In the entries below, find the line with "Fix calculation when" and the line with "- Fix edge-case". Return those two lines and all lines between them, exactly.
┌─ Data for this exercise
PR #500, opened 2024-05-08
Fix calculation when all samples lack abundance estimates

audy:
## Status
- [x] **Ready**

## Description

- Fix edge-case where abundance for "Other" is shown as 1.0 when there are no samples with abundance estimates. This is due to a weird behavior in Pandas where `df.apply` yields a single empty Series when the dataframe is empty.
└─
┌─ Data for this exercise
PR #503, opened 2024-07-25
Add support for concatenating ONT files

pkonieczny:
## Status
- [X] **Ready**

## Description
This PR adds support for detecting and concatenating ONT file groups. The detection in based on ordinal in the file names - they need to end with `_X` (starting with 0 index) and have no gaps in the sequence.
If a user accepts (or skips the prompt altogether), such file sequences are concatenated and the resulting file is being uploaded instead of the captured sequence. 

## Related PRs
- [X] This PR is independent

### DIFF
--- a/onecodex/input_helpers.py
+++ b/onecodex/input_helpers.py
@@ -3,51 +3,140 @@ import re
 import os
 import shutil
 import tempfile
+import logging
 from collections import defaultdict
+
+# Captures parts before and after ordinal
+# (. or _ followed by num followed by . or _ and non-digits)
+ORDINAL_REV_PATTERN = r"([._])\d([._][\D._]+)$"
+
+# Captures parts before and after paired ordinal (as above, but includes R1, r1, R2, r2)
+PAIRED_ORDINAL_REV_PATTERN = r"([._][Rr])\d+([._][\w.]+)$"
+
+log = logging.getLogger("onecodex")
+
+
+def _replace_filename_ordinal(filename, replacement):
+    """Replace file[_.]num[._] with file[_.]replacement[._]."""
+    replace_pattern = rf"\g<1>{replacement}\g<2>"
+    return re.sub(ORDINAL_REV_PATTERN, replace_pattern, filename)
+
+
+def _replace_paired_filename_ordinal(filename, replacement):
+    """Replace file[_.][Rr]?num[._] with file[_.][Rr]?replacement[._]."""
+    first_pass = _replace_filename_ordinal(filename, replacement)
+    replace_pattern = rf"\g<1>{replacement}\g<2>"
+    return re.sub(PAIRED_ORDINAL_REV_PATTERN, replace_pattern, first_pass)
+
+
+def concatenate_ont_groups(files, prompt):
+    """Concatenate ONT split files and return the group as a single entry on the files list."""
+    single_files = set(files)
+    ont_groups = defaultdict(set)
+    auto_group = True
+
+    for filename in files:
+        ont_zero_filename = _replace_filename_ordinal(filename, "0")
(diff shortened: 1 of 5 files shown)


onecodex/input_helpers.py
└─
┌─ Data for this exercise
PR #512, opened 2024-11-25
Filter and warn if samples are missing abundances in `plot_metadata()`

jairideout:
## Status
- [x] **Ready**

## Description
└─
◆ Solved problem ◆
Fix calculation when all samples lack abundance estimates

audy:
## Status
- [x] **Ready**

## Description

- Fix edge-case where abundance for "Other" is shown as 1.0 when there are no samples with abundance estimates. This is due to a weird behavior in Pandas where `df.apply` yields a single empty Series when the dataframe is empty.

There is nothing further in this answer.